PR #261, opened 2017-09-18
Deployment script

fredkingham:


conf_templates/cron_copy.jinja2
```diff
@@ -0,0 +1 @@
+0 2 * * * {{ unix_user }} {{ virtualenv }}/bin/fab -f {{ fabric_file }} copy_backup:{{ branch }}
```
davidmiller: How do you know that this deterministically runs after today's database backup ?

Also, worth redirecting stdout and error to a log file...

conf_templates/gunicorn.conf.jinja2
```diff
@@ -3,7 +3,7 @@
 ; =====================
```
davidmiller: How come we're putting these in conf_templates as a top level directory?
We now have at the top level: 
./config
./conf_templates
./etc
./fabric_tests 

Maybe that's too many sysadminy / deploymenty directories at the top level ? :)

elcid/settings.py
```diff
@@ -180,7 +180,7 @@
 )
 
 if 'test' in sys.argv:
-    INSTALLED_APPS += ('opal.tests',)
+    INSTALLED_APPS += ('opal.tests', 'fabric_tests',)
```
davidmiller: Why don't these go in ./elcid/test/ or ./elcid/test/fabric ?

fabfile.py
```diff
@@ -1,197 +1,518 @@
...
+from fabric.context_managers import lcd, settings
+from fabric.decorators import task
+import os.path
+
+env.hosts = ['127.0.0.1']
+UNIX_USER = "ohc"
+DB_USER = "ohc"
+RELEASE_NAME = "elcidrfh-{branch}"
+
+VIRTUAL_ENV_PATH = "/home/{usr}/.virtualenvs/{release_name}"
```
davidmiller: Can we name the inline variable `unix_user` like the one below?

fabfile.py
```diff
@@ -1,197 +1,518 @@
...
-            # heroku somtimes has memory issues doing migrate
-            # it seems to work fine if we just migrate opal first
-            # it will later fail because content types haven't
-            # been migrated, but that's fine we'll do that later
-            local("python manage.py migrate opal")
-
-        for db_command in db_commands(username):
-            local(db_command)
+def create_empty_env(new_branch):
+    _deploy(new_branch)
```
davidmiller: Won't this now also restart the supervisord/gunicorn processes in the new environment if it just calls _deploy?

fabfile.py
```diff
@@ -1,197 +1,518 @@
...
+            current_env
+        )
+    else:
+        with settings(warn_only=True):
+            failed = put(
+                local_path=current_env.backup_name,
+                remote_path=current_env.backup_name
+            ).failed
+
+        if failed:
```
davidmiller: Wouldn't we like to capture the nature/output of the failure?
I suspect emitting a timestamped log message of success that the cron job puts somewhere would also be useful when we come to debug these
---
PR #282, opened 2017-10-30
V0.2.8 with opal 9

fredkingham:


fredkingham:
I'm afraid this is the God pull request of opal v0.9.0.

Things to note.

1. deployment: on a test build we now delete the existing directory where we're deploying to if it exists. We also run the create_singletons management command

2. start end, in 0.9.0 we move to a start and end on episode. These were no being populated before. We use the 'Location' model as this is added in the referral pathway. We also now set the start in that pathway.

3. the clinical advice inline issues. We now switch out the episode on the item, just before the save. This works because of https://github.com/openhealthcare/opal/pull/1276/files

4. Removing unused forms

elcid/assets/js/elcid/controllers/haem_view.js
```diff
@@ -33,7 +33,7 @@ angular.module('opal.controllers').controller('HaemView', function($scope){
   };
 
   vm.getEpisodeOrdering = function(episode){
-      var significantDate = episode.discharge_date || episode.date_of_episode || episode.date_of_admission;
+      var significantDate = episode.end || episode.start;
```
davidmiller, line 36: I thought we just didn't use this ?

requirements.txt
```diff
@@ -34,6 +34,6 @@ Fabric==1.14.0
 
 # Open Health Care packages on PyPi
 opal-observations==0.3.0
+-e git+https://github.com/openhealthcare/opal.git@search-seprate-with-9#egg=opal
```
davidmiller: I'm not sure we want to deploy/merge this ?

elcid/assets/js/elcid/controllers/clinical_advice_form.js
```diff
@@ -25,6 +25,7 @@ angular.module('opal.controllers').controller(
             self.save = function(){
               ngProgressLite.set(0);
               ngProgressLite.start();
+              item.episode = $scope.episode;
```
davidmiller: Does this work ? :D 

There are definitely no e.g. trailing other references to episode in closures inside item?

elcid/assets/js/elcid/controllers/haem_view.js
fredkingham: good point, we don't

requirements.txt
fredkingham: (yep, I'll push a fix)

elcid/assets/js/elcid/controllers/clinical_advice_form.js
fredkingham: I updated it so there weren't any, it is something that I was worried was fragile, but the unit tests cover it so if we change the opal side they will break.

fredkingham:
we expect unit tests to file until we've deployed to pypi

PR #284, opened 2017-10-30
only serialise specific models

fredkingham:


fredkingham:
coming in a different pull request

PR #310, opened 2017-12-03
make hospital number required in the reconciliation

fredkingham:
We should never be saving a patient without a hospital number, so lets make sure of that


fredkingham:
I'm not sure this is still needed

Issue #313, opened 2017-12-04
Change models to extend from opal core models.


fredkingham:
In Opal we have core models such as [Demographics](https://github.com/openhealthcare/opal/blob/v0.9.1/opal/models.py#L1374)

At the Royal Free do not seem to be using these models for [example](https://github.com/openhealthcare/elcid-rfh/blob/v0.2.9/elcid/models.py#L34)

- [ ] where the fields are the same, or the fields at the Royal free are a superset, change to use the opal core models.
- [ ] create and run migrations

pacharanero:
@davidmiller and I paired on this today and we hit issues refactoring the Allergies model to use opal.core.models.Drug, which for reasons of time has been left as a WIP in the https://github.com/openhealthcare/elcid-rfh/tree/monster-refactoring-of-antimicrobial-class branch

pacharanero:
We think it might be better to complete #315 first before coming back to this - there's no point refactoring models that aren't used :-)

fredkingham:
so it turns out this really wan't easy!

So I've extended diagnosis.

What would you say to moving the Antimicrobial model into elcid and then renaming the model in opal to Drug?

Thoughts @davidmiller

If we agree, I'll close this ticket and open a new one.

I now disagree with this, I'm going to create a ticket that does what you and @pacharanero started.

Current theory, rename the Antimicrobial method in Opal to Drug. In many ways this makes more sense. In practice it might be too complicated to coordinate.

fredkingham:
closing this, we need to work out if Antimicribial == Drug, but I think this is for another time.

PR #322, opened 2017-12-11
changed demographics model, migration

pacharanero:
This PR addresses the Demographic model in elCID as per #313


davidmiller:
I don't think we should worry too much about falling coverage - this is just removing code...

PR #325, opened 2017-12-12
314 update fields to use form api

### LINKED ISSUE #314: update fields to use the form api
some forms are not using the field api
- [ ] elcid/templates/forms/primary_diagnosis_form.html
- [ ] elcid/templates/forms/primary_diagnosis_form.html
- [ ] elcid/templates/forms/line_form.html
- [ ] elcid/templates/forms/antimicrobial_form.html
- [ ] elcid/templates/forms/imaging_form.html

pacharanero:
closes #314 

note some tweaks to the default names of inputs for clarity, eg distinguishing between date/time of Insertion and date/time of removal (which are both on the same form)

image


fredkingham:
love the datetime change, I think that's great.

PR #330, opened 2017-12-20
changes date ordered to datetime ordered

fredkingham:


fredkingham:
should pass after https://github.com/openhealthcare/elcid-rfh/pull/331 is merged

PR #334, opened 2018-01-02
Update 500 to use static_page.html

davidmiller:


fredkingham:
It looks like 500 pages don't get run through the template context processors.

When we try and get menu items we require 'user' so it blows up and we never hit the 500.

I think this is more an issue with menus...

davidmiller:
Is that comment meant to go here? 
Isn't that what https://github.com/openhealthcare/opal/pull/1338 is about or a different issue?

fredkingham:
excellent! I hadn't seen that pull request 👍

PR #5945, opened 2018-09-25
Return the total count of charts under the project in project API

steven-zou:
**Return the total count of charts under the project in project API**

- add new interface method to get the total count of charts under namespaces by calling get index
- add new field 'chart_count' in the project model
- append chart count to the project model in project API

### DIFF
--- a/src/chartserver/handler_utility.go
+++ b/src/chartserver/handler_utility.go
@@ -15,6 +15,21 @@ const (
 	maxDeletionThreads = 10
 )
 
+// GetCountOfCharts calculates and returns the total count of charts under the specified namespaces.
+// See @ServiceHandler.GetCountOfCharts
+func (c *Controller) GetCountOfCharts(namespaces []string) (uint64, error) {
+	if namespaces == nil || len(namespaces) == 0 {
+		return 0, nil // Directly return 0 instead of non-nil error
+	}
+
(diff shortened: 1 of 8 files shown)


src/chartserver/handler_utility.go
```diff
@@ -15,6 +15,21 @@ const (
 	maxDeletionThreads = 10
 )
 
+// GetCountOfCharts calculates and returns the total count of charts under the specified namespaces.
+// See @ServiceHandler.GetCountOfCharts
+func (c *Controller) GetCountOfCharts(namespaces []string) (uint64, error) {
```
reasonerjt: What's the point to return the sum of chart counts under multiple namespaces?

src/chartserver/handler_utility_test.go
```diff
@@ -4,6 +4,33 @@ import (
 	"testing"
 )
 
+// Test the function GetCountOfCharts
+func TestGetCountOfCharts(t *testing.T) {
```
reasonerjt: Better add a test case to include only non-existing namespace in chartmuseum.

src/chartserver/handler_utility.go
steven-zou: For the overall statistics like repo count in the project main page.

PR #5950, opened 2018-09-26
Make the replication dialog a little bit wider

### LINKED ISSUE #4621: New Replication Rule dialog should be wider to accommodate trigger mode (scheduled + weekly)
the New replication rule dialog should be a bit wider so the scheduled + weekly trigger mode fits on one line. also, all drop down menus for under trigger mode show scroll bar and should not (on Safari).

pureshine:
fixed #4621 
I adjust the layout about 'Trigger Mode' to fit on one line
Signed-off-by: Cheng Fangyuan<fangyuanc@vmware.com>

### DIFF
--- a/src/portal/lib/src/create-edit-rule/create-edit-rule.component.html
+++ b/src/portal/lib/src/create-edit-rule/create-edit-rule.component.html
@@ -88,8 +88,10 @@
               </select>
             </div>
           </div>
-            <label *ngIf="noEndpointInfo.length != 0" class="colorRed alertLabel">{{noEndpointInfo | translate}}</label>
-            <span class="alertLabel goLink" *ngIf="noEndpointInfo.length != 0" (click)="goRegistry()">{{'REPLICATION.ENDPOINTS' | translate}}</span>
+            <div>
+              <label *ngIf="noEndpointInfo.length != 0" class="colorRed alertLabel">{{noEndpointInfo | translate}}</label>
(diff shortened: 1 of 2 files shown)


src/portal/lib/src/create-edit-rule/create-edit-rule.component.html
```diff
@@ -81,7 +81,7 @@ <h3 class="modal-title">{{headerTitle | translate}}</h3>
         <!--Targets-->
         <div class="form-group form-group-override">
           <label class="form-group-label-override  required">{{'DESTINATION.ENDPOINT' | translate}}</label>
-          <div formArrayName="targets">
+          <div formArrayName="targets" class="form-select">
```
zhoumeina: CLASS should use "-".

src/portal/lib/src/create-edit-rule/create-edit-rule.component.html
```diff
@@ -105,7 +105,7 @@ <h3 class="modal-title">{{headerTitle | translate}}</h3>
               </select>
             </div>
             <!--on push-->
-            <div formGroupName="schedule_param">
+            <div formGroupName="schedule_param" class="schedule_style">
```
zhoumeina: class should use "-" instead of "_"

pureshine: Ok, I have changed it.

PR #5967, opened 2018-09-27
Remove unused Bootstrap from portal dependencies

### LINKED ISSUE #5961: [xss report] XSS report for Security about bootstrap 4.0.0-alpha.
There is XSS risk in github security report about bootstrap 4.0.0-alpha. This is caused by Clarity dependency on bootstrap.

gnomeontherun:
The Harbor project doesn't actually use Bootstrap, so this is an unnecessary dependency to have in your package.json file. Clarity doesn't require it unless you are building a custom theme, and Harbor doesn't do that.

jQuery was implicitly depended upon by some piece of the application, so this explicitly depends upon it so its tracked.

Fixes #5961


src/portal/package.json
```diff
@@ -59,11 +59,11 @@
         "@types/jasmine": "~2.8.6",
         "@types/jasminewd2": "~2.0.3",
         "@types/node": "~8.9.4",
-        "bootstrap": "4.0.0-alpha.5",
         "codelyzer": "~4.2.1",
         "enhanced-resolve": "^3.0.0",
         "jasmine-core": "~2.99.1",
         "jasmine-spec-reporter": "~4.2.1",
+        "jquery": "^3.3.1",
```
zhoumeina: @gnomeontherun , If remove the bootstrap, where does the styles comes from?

## Task goal
Reproduce exactly, and with no other material, the lines between those holding "1. deployment: on" and "davidmiller: Does this work ? :D", inclusive.

## Task response
1. deployment: on a test build we now delete the existing directory where we're deploying to if it exists. We also run the create_singletons management command

2. start end, in 0.9.0 we move to a start and end on episode. These were no being populated before. We use the 'Location' model as this is added in the referral pathway. We also now set the start in that pathway.

3. the clinical advice inline issues. We now switch out the episode on the item, just before the save. This works because of https://github.com/openhealthcare/opal/pull/1276/files

4. Removing unused forms

elcid/assets/js/elcid/controllers/haem_view.js
```diff
@@ -33,7 +33,7 @@ angular.module('opal.controllers').controller('HaemView', function($scope){
   };
 
   vm.getEpisodeOrdering = function(episode){
-      var significantDate = episode.discharge_date || episode.date_of_episode || episode.date_of_admission;
+      var significantDate = episode.end || episode.start;
```
davidmiller, line 36: I thought we just didn't use this ?

requirements.txt
```diff
@@ -34,6 +34,6 @@ Fabric==1.14.0
 
 # Open Health Care packages on PyPi
 opal-observations==0.3.0
+-e git+https://github.com/openhealthcare/opal.git@search-seprate-with-9#egg=opal
```
davidmiller: I'm not sure we want to deploy/merge this ?

elcid/assets/js/elcid/controllers/clinical_advice_form.js
```diff
@@ -25,6 +25,7 @@ angular.module('opal.controllers').controller(
             self.save = function(){
               ngProgressLite.set(0);
               ngProgressLite.start();
+              item.episode = $scope.episode;
```
davidmiller: Does this work ? :D 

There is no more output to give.